Concerning minor complications—dominantly minor bleeding
related to the femoral punctures, we also found somewhat
higher number in the MAN group, which could be explained by
the greater diameter of sheaths used for manual ablation such as
cryoballoon sheaths and decreased movement of the sheath at
the puncture site during remote catheter manipulation.
The high manoeuvrability and atraumatic design of the
MNS-guided ablation catheter allows navigation without constant
fluoroscopy control, while re-imaging is typically required after
each repositioning of the manual-guided catheter.18 Furthermore,
stored MNS vectors also help to navigate the catheter without
repeated fluoroscopic pulses.
As we mentioned in the Methods section, our clinic is an
academic centre, and the fellows are taking part of the procedures,
including femoral vein and artery punctures, and diagnostic
catheter positioning. This significantly influences fluoroscopy or
procedure times, and minor complication rates in both groups.
Although our data may seem too high at first glance concerning
these parameters, they are not really deviated from recently
published available data.31
Transseptal puncture or retrograde aortic approach
In our centre, standard approach for left-sided VT is retrograde
aortic ablation. Also, in case of left-sided accessory pathway the
retrograde aortic approach is preferred. In our experience, this
method helps to avoid the chance for serious complications
(pericardial effusion/tamponade) and/or the need for expensive
diagnostic tools (ICE).
Ablation of ventricular tachycardia
This is the first large-scale study to prove the superiority of MNS
for ablation of VT compared with manual navigation. This is
demonstrated in most of the analysed parameters, such as acute
success rate, and procedure and fluoroscopy times. There are
multiple reasons to explain this finding. The MNS-guided catheter
retains its manoeuvrability even in difficult positions, e.g. in
cusp-related VTs, papillary muscle-originated VTs, where the
capabilities of manual navigation are seriously limited by the multiple
curves of the catheter.11 The MNS controls the tip of the catheter,
which means that the unavoidable curves of the catheter do not
hinder the positioning of the tip, and good contact can be achieved,
resulting in appropriate lesion formation.13 An MNS-guided
catheter has no pre-defined curve, which also contributes to the
high manoeuvrability. Moreover, catheter stability using MNS is
improved due to the constant magnetic force directing the tip
unchanged during application.13 The above-mentioned capabilities
are especially beneficial for patients in whom the arrhythmia
substrate is located in a difficult position (i.e. posteroseptal wall in the
right or left ventricular outflow tract) or where stability is the
major issue (i.e. papillary muscle VTs). Two patients had papillary
muscle-originated VT, and five patients had aortic cusp VT in the
MNS group, all the seven patients were ablated successfully.
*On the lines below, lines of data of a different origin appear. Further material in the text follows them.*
Issue #8008, opened 2020-10-17
Constant condition in "std/archive/tar.ts"


bartlomieju:
Upgrading `deno_lint` yielded a fragment of code that doesn't make any sense (line 496):

https://github.com/denoland/deno/blob/46b892ad37df9ba9bed77fb923a1cfe284b208dc/std/archive/tar.ts#L494-L498

It should probably be `if (n == null)`... 

CC @marcosc90

marcosc90:
Ouch. I'll take care of it today. (I've been quite busy last few months).

PR #8010, opened 2020-10-17
fix(std/tar): fix constant condition

marcosc90:
Fixes https://github.com/denoland/deno/issues/8008


bartlomieju (approved):
LGTM, thanks for quick fix @marcosc90!

PR #8011, opened 2020-10-17
docs(tools): add repl section

caspervonb:
This adds a section on the repl with the keybindings that we support out of the box

### DIFF
--- a/docs/tools/repl.md
+++ b/docs/tools/repl.md
@@ -1,0 +1,49 @@
+# Read-eval-print-loop
+
+`deno repl` starts an read-eval-print-loop, which lets you interactively build up
+program state in the global context.
+
+## Keybindings
+
+| Keystroke             | Action                                                                                           |
+| --------------------- | ------------------------------------------------------------------------------------------------ |
+| End                   | Move cursor to end of line                                                                       |
+| Home                  | Move cursor to the beginning of line                                                             |
+| Left                  | Move cursor one character left                                                                   |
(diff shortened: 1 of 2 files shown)


docs/tools/repl.md
```diff
@@ -0,0 +1,49 @@
...
+up program state in the global context.
+
+## Keybindings
+
+| Keystroke             | Action                                                                                           |
+| --------------------- | ------------------------------------------------------------------------------------------------ |
+| End                   | Move cursor to end of line                                                                       |
+| Home                  | Move cursor to the beginning of line                                                             |
+| Left                  | Move cursor one character left                                                                   |
+| Right                 | Move cursor one character right                                                                  |
```
caspervonb, line 13: Duplicated

```suggestion
```

crypt096 (approved):

David-Else:
Nice one!

- You might want to explain or rephrase 'yank' for people who don't use Vim?
- `Interrupt/Cancel edition`: I am not sure what an `edition` is, just me being ignorant?
- Maybe explain what a `meta` key is? https://www.computerhope.com/jargon/m/meta-key.htm, I had not heard the term before

Maybe it is just me not knowing these terms, but new users might also get confused.

bartlomieju (approved):
LGTM

caspervonb:
> Maybe it is just me not knowing these terms, but new users might also get confused.

When it comes to yank/kill etc, terminology tends to derived from emacs/vi terminology but open for revision of course 👍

This can explain the difference in success rates between the VT
subgroups, whereas statistical significance could be only proven for
the NSHD-VT subgroup.
Limitations of the study
Although this registry is not a randomized, prospective trial, there
was not any difference between the two groups and the
assignment of the patients to the groups was independent of the
operators. However, because of local protocols for the treatment of
AFib patients, there were no paroxysmal patients treated with
the MNS, and there were no long-standing persistent AFib patients
treated manually. This means that only persistent AFib subgroups
were comparable, and these groups were not different indeed.
In conclusion, the MNS is equal in terms of acute and long-term
success rates compared with MAN, whereas MNS-guided procedures
can be performed with a lower complication rate and using less
fluoroscopy. For the ablation of VT, MNS is superior to MAN.
Conflict of interest: Tamas Szili-Torok is a consultant of
Stereotaxis Inc., St Louis, MO, USA.
Funding to pay for the Open Access publication charges was provided
by Erasmus MC, Rotterdam, the Netherlands.